If you go to a holistic dentist you may have heard them recommend using ozone for the treatment of various dental conditions. I’ve seen it recommended for almost every scenario in dentistry including reversing cavities, treating gum disease, whitening teeth, disinfecting root canals, and treating sensitive teeth. Now anytime someone says they’ve got a product that cures everything, I get a little nervous. Most things that sound too good usually are. Let’s take a look at the evidence out there to see if it is worth doing.
Ozone gas is known to kill microorganisms very effectively. It is claimed that if you flow this gas on teeth or put it in place in an oil or water suspension you’ll get excellent disinfection results.
I usually start with the Cochrane Collaboration on topics like this. Here is the conclusion they came to after studying all the available evidence…
“There is no reliable evidence that application of ozone gas to the surface of decayed teeth stops or reverses the decay process. There is a fundamental need for more evidence of appropriate rigour and quality before the use of ozone can be accepted into mainstream primary dental care…”

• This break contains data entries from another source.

PR #1279, opened 2024-11-17
Stellar rotation enhancement

ilyamandel:
- Switch to using angular momentum rather than omega as the basic tracker of stellar rotation
- Stars that evolve without mass loss do not change angular momentum, but may change omega as the moment of inertia changes
- Stars that lose mass through winds or mass transfer keep the same rotation rate (omega) and lose angular momentum -- corresponds to completely inefficient angular momentum transport assumption
- Mass gain through accretion brings in a specific angular momentum equal to that of a Keplerian orbit at the accretor's radius
- Associated code clean-up

### DIFF
--- a/src/BaseBinaryStar.cpp
+++ b/src/BaseBinaryStar.cpp
@@ -1666,10 +1666,10 @@ void BaseBinaryStar::ResolveCommonEnvelopeEvent() {
     }
 
     // if stars are evolving as CHE stars, update their rotational frequency under the assumption of tidal locking if tides are not enabled
-    if(OPTIONS->TidesPrescription() == TIDES_PRESCRIPTION::NONE) {
+    if (OPTIONS->TidesPrescription() == TIDES_PRESCRIPTION::NONE) {
         double omega = OrbitalAngularVelocity();                                                                        // orbital angular velocity
-        if (m_Star1->StellarType()==STELLAR_TYPE::CHEMICALLY_HOMOGENEOUS) m_Star1->SetOmega(omega);
-        if (m_Star2->StellarType()==STELLAR_TYPE::CHEMICALLY_HOMOGENEOUS) m_Star2->SetOmega(omega);
+        if (m_Star1->StellarType() == STELLAR_TYPE::CHEMICALLY_HOMOGENEOUS) m_Star1->SetOmega(omega);
+        if (m_Star2->StellarType() == STELLAR_TYPE::CHEMICALLY_HOMOGENEOUS) m_Star2->SetOmega(omega);
     }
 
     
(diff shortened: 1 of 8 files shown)


ilyamandel:
@veome22 -- this one is for you, should avoid the artificial growth in the angular momentum of a star as its moment of inertia increases. :) I look forward to your tests!
Also sets us up for future improvements, such as magnetic braking.

jeffriley (dismissed):
Thanks @ilyamandel . Ok from my perspective.  Awaiting @veome22's tests and review.  I'll approve if you want to merge before that's done.

ilyamandel:
Thank you, @jeffriley !

Please don't pull yet.   I was going to make the spin-down on mass loss more accurate in a future update, but I just thought of a way to do so now, will try to implement that before the pull.

ilyamandel:
A few more updates:

- Stars that lose the entire envelope keep their pre-envelope-loss rotational frequency
- Chemically homogeneous evolution is now checked for at binary initialisation and stars are assigned the orbital frequency if that exceeds the CHE threshold
- However, subsequently, only CHE stars are artificially kept in co-rotation with binary (ignoring angular momentum conservation) only if TIDES_PRESCRIPTION::NONE is used
- Clean-up of BaseBinaryStar::ResolveMassChanges(): if m_Mass variable has already been updated (because ResolveEnvelopeLoss() has been called), no need to update attributes again

@jeffriley , sorry to ask, but this will need to be reviewed again. :-)

ilyamandel:
For completeness:

Without mass change or tides, a star will keep the same angular momentum, not the same omega.  This is a fix to the previous behaviour, where, incorrectly, omega stayed constant even as the moment of inertia evolved.  So now the moment of inertia is the key variable: we don't even store omega any more, only compute it on the fly when needed.

When the star loses mass in winds or through mass transfer, the assumption is that the mass is lost from the outer shell -- i.e., the change in angular momentum is dL = (2/3) dm r^2 omega, where dm is the mass change (negative), r and omega are the pre-mass-loss radius and angular frequency.  The exception is when we lose the entire envelope as a consequence of thermal or dynamical timescale mass transfer, I now set the remaining core to rotate at the same angular frequency as the preceding star (logic: not enough time for angular momentum transport during this rapid phase).  [Note: this means things aren't quite right for the special case of rapid (thermal timescale) case A MT: as radius and omega gradually reduce during this phase, this model probably over-estimates the amount of angular momentum loss.  To keep things safe, if |dL|>|L|, the final angular momentum is just set to zero.

On mass gain (through accretion), mass is assumed to be gained from a Keplerian circular orbit at the star's equator, so dL = dm \sqrt{G m r}, where m and r are the pre-gain mass and radius.

jeffriley:
@ilyamandel I made some changes to your code - can you check that you're ok with the changes?

Also, in lines `BaseBinaryStar` lines 2421 and 2447 of my changed code (in `ResolveMassChanges()`), given the comment

`add angular momentum of accreting material...`

should the `=` be `+=` ? (both lines)

EDIT: If the `=` stands (i.e. not `+=`) then I think the construct should change - why calculate something only to recalculate it (should be if/else?)

jeffriley (approved):
Thanks @ilyamandel.  Note I made some changes.  I'm ok with the new code pending the question I asked re `=` vs `+=`.

Will approve now - feel free to wait for @veome22 or to merge at your convenience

Researchers have also tested ozone therapy on patients with diabetic foot ulcers to see if it speeds healing. As with dental ozone therapy, there just isn’t a whole lot of good quality research out there. They couldn’t say if it was effective in this situation either.
I did a pretty extensive search for other topics related to ozone use in dentistry. I couldn’t find any other positive research except from the same group that initially developed this procedure. I worked in a research lab for a while before I was a dentist and I saw firsthand how researchers like to “spin” their research to come to a specific conclusion. I personally like to see independent research on a topic before believing it.
It’s important to note on these reviews that they didn’t say that ozone definitely doesn’t work. They just said that there is no evidence proving that it does work. I’ll keep an open mind until such time as research proves or disproves it’s effectiveness.
Some other questions to consider with ozone…
- Ozone is provided as a gas most times. Gases don’t stay in place and are quickly diluted. How would it disinfect your tooth if it doesn’t stay in place long enough?
- How do you get enough ozone gas down below the gumline to treat gum disease?
Ozone may have some effect but current research doesn’t provide us with any evidence that it is effective. I personally wouldn’t bet the health of my teeth or the rest of my mouth on something that may or may not be helpful. There are a lot of other standard treatments that are known to be effective and I’d stick with those. Some of these treatments have risks associated with them. No doubt. But we do know that they work. Unless better research comes out proving the efficacy of ozone, I’d avoid it.